» Action item:
Retype every entry word for word.

Saved data entries
▼

PR #46960, opened 2018-04-09
Added clone_images to OpenNebula template_clone kwargs

Sikerdebaard:
### What does this PR do?
Added clone_images to OpenNebula template_clone kwargs. If set to True the images attached to the template will be cloned as well.

Link to the OpenNebula docs: https://docs.opennebula.org/5.4/integration/system_interfaces/api.html#one-template-clone
It's the 4th param in the one.template.clone call which reads as follows: "true to clone the template plus any image defined in DISK. The new IMAGE_ID is set into each DISK."

Unknown

### Previous Behavior
Previously only the template would be cloned and the cloned template would be linked to the original image.

### New Behavior
With this code the option to clone the images along with the template in one RPC call has been added.

### Tests written?

No

### Commits signed with GPG?

No

### DIFF
--- a/salt/cloud/clouds/opennebula.py
+++ b/salt/cloud/clouds/opennebula.py
@@ -2387,6 +2387,7 @@ def template_clone(call=None, kwargs=None):
     name = kwargs.get('name', None)
     template_id = kwargs.get('template_id', None)
     template_name = kwargs.get('template_name', None)
+    clone_images = kwargs.get('clone_images', False)
 
     if name is None:
         raise SaltCloudSystemExit(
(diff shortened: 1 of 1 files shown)


gtmanfred (approved):

gtmanfred (changes requested):
Actually, this should be made against develop, since it would be a new feature, and it needs to be added to the documentation for opennebula.

Sikerdebaard:
@gtmanfred I've changed the base to develop. I'm not sure how to change the documentation.

gtmanfred:
Can you rebase your PR to develop, so that it only has your changes in it?

The documentation is just at the top of the opennebula.py file.

https://github.com/saltstack/salt/blob/develop/salt/cloud/clouds/opennebula.py#L2

and also here

https://github.com/saltstack/salt/blob/develop/doc/topics/cloud/opennebula.rst

If you could just reference the new option somewhere in there, that would do.

gtmanfred (approved):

▲

» Expected output:
PR #46960, opened 2018-04-09
Added clone_images to OpenNebula template_clone kwargs

Sikerdebaard:
### What does this PR do?
Added clone_images to OpenNebula template_clone kwargs. If set to True the images attached to the template will be cloned as well.

Link to the OpenNebula docs: https://docs.opennebula.org/5.4/integration/system_interfaces/api.html#one-template-clone
It's the 4th param in the one.template.clone call which reads as follows: "true to clone the template plus any image defined in DISK. The new IMAGE_ID is set into each DISK."

Unknown

### Previous Behavior
Previously only the template would be cloned and the cloned template would be linked to the original image.

### New Behavior
With this code the option to clone the images along with the template in one RPC call has been added.

### Tests written?

No

### Commits signed with GPG?

No

### DIFF
--- a/salt/cloud/clouds/opennebula.py
+++ b/salt/cloud/clouds/opennebula.py
@@ -2387,6 +2387,7 @@ def template_clone(call=None, kwargs=None):
     name = kwargs.get('name', None)
     template_id = kwargs.get('template_id', None)
     template_name = kwargs.get('template_name', None)
+    clone_images = kwargs.get('clone_images', False)
 
     if name is None:
         raise SaltCloudSystemExit(
(diff shortened: 1 of 1 files shown)


gtmanfred (approved):

gtmanfred (changes requested):
Actually, this should be made against develop, since it would be a new feature, and it needs to be added to the documentation for opennebula.

Sikerdebaard:
@gtmanfred I've changed the base to develop. I'm not sure how to change the documentation.

gtmanfred:
Can you rebase your PR to develop, so that it only has your changes in it?

The documentation is just at the top of the opennebula.py file.

https://github.com/saltstack/salt/blob/develop/salt/cloud/clouds/opennebula.py#L2

and also here

https://github.com/saltstack/salt/blob/develop/doc/topics/cloud/opennebula.rst

If you could just reference the new option somewhere in there, that would do.

gtmanfred (approved):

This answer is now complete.